(Record excerpts)

PR #958, opened 2018-11-29
Description about build helpers and generators

### LINKED ISSUE #946: Missing: What are generators?
If I didn't miss anything there is no explanation what generators are and what they do? This should be added

https://docs.conan.io/en/latest/reference/generators.html

danimtb:
closes #946

### DIFF
--- a/reference/build_helpers.rst
+++ b/reference/build_helpers.rst
@@ -3,7 +3,8 @@
 Build helpers
 =============
 
-There are several helpers that can assist to automate the build() method for popular build systems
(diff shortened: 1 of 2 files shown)


reference/build_helpers.rst
```diff
@@ -3,7 +3,8 @@
 Build helpers
 =============
 
-There are several helpers that can assist to automate the build() method for popular build systems
+Build helpers are Python wrappers of a build tool that help with the conversion of the Conan settings to the build system's ones. They are
```
jgsogo:
```suggestion
Build helpers are Python wrappers of a build tool that help with the conversion of the Conan settings to the build system's ones. They
```

PR #959, opened 2018-11-29
Update install.json output

### LINKED ISSUE #906: Install json output example without 'dependency' field
Currently there is only a description of the 'dependency' parameter here: https://docs.conan.io/en/latest/reference/commands/output/install.html

But the output example does not have it

danimtb:
closes #906

### DIFF
--- a/reference/commands/output/install.rst
+++ b/reference/commands/output/install.rst
@@ -114,7 +114,10 @@ The output JSON contains a two first level keys:
                     }
                 ]
             },
-            ...
+            {"...":"..."
+            }
+        ]
+    }
 
 .. note::
 


reference/commands/output/install.rst
```diff
@@ -50,69 +50,123 @@ The output JSON contains a two first level keys:
...
+                            "version":"1.0.2l",
+                            "description":"OpenSSL is an open source project that provides a robust, commercial-grade, and full-featured toolkit for the Transport Layer Security (TLS) and Secure Sockets Layer (SSL) protocols",
+                            "public_deps":[
+                                "zlib"
+                            ]
+                        }
+                    }
+                ]
+            },
+            {
```
jgsogo: I will substitute the second element with `...`, is there anything interesting in it?

danimtb: It is always good to have a second example to see if anything changes in respect to the other (although it is not the case)

jgsogo: These are the docs, not testing. I would add all the expected fields (with cardinality if needed) to only one example. We already have ~400 pages in docs, we don't need more 😆

jgsogo: These are the docs, not testing. I would add all the expected fields (with cardinality if needed) to only one example. We already have ~400 pages in docs, we don't need more

PR #1166, opened 2019-03-29
Update revisions.rst

dslotter:
Fix capitalization. Fix tense of "requests". Fix awkward sentence. Modify phrasing. Add missing comma. Fix tense of "belong". Fix run-on sentence.


dslotter:
NOTE: The following sentence (at the end of the document) is non-sensical and needs to be totally re-written:

--

If you generate and upload N binary packages for a recipe revision, if you upload the revision you need to generate and upload again the N binaries if you want them to be used with the new recipe.

--

I did not change that sentence because I could not figure out what was originally meant. Please review and re-write that sentence in another revision to the documentation file.

memsharded:
Let me try, it would be something like:

If you generate and upload N binary packages for a recipe with a given revision, if you modify the recipe, and thus the recipe revision, you need to build and upload N new binaries matching that new recipe revision.

Does this make sense?

dslotter:
How about adding the word "then" to improve readability?

If you generate and upload N binary packages for a recipe with a given revision, then if you modify the recipe, and thus the recipe revision, you need to build and upload N new binaries matching that new recipe revision.

memsharded:
Yes, with "then" sounds better, thanks.

PR #1178, opened 2019-04-01
Review revisions section and set artifactory version support

danimtb:
Set Artifactory version to 6.9 supporting revisions


danimtb:
Merging with verbal approval 🤓

PR #1232, opened 2019-04-03
Purge 'export-pkg' reference docs

jgsogo:
I think that there is no need for so much explanation and examples in the `export-pkg` reference docs... I prefer to link to the _editables_ and _package existing binaries_ sections from here as I think those sections add more value to the user. 

Related to https://github.com/conan-io/conan/issues/4829 (will close it).


reference/commands/creator/export-pkg.rst
```diff
@@ -60,127 +62,37 @@ and or '--profile'.
...
+The :command:`export-pkg` command let you create a package from already existing files
+in your workspace, it can be useful if you are using a build process external to Conan
+and do not want to provide it with the recipe. Nevertheless, you should take into
+account that it will generate a package and Conan won't be able to guarantee its
+reproducibility or regenerate it again. This is **not** the normal or recommended flow
+for creating Conan packages.
 
-          def source(self):
-              self.run("git clone https://github.com/memsharded/hello.git")
+Execution of this command will result in several files copied to the ``package_id``
```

(End Record excerpts)

Check every line of the entries above, and copy those that carry the string "LINKED".

### LINKED ISSUE #946: Missing: What are generators?
### LINKED ISSUE #906: Install json output example without 'dependency' field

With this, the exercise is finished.